За меня уже давным-давно никто не боялся, а ведь временами это совершенно необходимо. Ничто так не разжигает отваги, как сознание, что за тебя боятся.
— Погоди, Шати, будет тебе твой барашек!
Я всегда подозревал, что овцы попросту симулируют тупость, понимая, что люди любят тех, к кому можно относиться свысока. Наедине с собой баран очень даже неглуп. А этот в особенности. Он нашел убежище не в зарослях репейника, а в гуще клевера, откуда его обычно гоняли. Когда я схватил его, он явно был очень недоволен и до самых дверей развалюхи не переставал вертеть головой, оглядываясь назад.
Шати тотчас же повеселел и принялся тереться чумазой мордашкой о влажную шерстку ягненка. Мари сказала лишь: «Благослови вас бог» — и подала мне лопату, чтобы я хотя бы сел на сухое.
Грохот тем временем поутих, зато дождь лил все сильнее и сильнее. Внезапно за шиворот мне упала крупная холодная капля, я поднял голову: крыша развалюхи протекала. А как известно, принимать водицу за шиворот по капле очень неприятно, уж лучше ведро разом. Я был вынужден перейти на другую сторону и сесть рядом с Мари. Не подумайте ничего плохого. Соприкасались только наши плечи. А между коленями — главными проводниками электричества — примостились в качестве изоляции Шати с ягненком. Если бы в пещере между Дидоной и Энеем оказался Асканий, Вергилию пришлось бы написать совсем другую «Энеиду».
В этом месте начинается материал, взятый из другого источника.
PR #703, opened 2025-10-22
fix: limit the target fstab entries to preserve from active to standby

airkei:
## Description
`/etc/fstab` might be unintentionally preserved from active to standby even when the project removes certain entries.

## Check list

- [x] E2E tests are passing
  - manually added test entries to `/etc/fstab`, then executed the OTA on VM. After rebooting, confirmed that the added entries were removed.

### Current behavior
Always merge fstab from active to standby in grub system only when the entry doesn't exist in standby-slot.

### Behavior after fix
merge `boot` and `boot/efi` entries in fstab from active to standby in grub system. This `boot` and `boot/efi` are from [USB Installer Specification](https://github.com/tier4/ota-internal/blob/main/usb_installer/make_autoinstall_fstab_additionals.py#L56).
- `/` : always should use standby UUID(has already been implemented)
- `none`: for swap file. we are using a dedicated systemd service to configure the swap file now, don't have to handle at here.

## Related links & ticket

https://tier4.atlassian.net/browse/T4DEV-39187

### DIFF
--- a/src/otaclient/boot_control/_grub.py
+++ b/src/otaclient/boot_control/_grub.py
@@ -737,9 +737,12 @@ class GrubController(BootControllerProtocol):
             raise ota_errors.BootControlStartupFailed(_err_msg, module=__name__) from e
 
     def _update_fstab(self, *, active_slot_fstab: Path, standby_slot_fstab: Path):
-        """Update standby fstab based on active slot's fstab and just installed new stanby fstab.
+        """Rebuild standby fstab using valid mount entries only.
 
-        Preserve standby fstab entries, only merge /boot and /boot/efi from active fstab.
+        - Keep only valid mount entries (skip comments, invalid or broken lines)
+        - Always include '/', '/boot', and '/boot/efi' from active slot
+        - Replace root ('/') UUID with standby slot UUID
+        - Drop all other comments or extra metadata lines
         """
         try:
             standby_uuid = cmdhelper.get_attrs_by_dev(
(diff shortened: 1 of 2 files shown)


timothylin (dismissed):
🚀

Bodong-Yang:
@airkei Emmmm about the `/boot` and `/boot/efi` entries, these entries are generated by USB installer dynamically detecting and preparing the actual ECU's disk according to the USB installer's autoinstall user-data during installing the system, it means **the setup of `/boot` and `/boot/efi` belongs to part of initial setup, thus must be preserved across each OTA**(just like other initial setup configs).

On the other hand, on evaluator builder virtual environment, there is no way to reliably generate the /boot and /boot/efi mount points, so actually we could not and should not provide `/boot` or `/boot/efi` overrides in evaluator building. If by accident we accept incorrect overrides from OTA image, the functionality of the ECU might under the risk.

airkei:
@Bodong-Yang Thank you! sounds reasonable. Fixed in https://github.com/tier4/ota-client/pull/703/commits/ede92acbeb467f228136d17e7fa49b381ac169fb (always preserve `/boot` and `/boot/efi` from active if exists)

src/otaclient/boot_control/_grub.py
```diff
@@ -763,36 +763,53 @@ def _update_fstab(self, *, active_slot_fstab: Path, standby_slot_fstab: Path):
...
+                    # Reference: https://tier4.atlassian.net/browse/T4DEV-39187
+                    entry = active_dict.get(mount_point, standby_entry_match)
+                    merged.append("\t".join(entry.groups()))
                 else:
-                    merged.append("\t".join(ma.groups()))
-            elif line.strip().startswith("#"):
-                merged.append(line)  # re-add comments to merged
+                    merged.append("\t".join(standby_entry_match.groups()))
+            else:
+                merged.append(line)  # Keep comments and blank lines
```
Bodong-Yang: After some considerations, I think let's just only add valid mount point entry into the fstab. 
`update_fstab` method should be able to correct the invalid fstab in some extend(like filtering away invalid mount point entries).

Also, comments are not so necessary, besides `/`, `/boot` and `/boot/efi`, all other entries must either come from pilot-auto integration, or from post OTA services, we can track down the origin without relying on comments.

Bodong-Yang: The new implement is much cleaner and more comprehensive than the aged old implementation, good job!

Дождь все никак не унимался, и я решил завести беседу.
— Скажите, сколько лет вы женаты?
— На рождество десяток минул, — она взглянула на меня с удивлением.
— А детей у вас никогда не было?
Она сникла и подперла голову руками, словно невесть какую тяжесть.
— Кабы бог дал мне ребеночка, много чего было бы по-другому!
Она мрачно уставилась прямо перед собой и продолжала, с трудом сдерживая слезы:
— Два раза ползала я на коленях кругом алтаря раднайской Божьей Матери, у черной Марии была в Сегеде — все без толку. Мужик мой для того и пошел в церковные старосты: думали, может, господь к нам скорее обратится, ан и это впустую. Два года я постилась, по средам, пятницам и субботам все на хлебе да на воде — и поста моего боженька не принял. У чепайского святого была, и тот ничего не сказал, ничем не помог. Померк с той поры для меня белый свет.
— Еще засияет, милая, дайте срок, — я положил руку ей на плечо. — Вы же молодая, да и муж ваш еще не старик.
— Муж? — она упрямо вскинула голову. — Не нужон он мне боле — ни душе, ни телу.
— Да ведь муж ваш, голубушка, совсем неплохой человек.
— А по мне, тот и вовсе не человек, кто поступит с женой, как он со мною.
— Что же такого сделал ваш Андраш?
— Жил у нас один художник, тот, что плохо кончил, слыхали небось? Мужика моего тогда заарестовали, думали, его рук дело. Как заарестовали, так и выпустили, да только с той поры стал Андраш Тот меня изводить, да так, что, кажись, пошла бы в тюрьму вместо него — все лучше.